PR #273, opened 2020-01-22
Concept of mapping functions along with a RemoveNew…

alwyn:
…LinesMapper implementatios that can be used by a MappingLogEventWriter.  Additionally the addition of a FlatLogListener to achieve similar result without using the MappingLogEventWriter.

### Goal

Provide the ability to modify LogEvents before they are dumped and the output of a dumped LogEvent before it is written to the output stream.

### Design

Introduce the concept of Mappers that extend Java's Function interface.
These mappers map from a version of one type to a modified version of the same type.

E.g. **LogEventMapper** maps a LogEvent to a modified LogEvent.
**ByteArrayMapper** maps a byte[] to a modified byte[]

These mappers can then be chained in a LogEventWriter to allow flexible control over log output.

### Implementation

A **MappingLogEventWriter** is added that can be configured with multiple event-mappers and output-mappers.  The event-mappers are LogEventMappers for pre-dump modification of LogEvents.  The output-mappers are ByteArrayMappers for post-dump modification of the output stream.

In the event that output-mappers are defined, the original PrintStream is hijacked to capture the dumped data, the data is modified and then replayed to the intended target PrintStream.

**NB.**  Note that a log-listener that uses a MappingLogEventWriter to modify LogEvents will pass the changes on to subsequent log-listeners since the LoggerAdaptor passes the processed LogEvents from listener to listener.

• • • • • • •

TASK BRIEF — What you return should be exactly the lines above, starting at the one with "E.g. **LogEventMapper** maps" and ending at the one with "### Implementation", and nothing else.

TASK RESULT —
E.g. **LogEventMapper** maps a LogEvent to a modified LogEvent.
**ByteArrayMapper** maps a byte[] to a modified byte[]

These mappers can then be chained in a LogEventWriter to allow flexible control over log output.

### Implementation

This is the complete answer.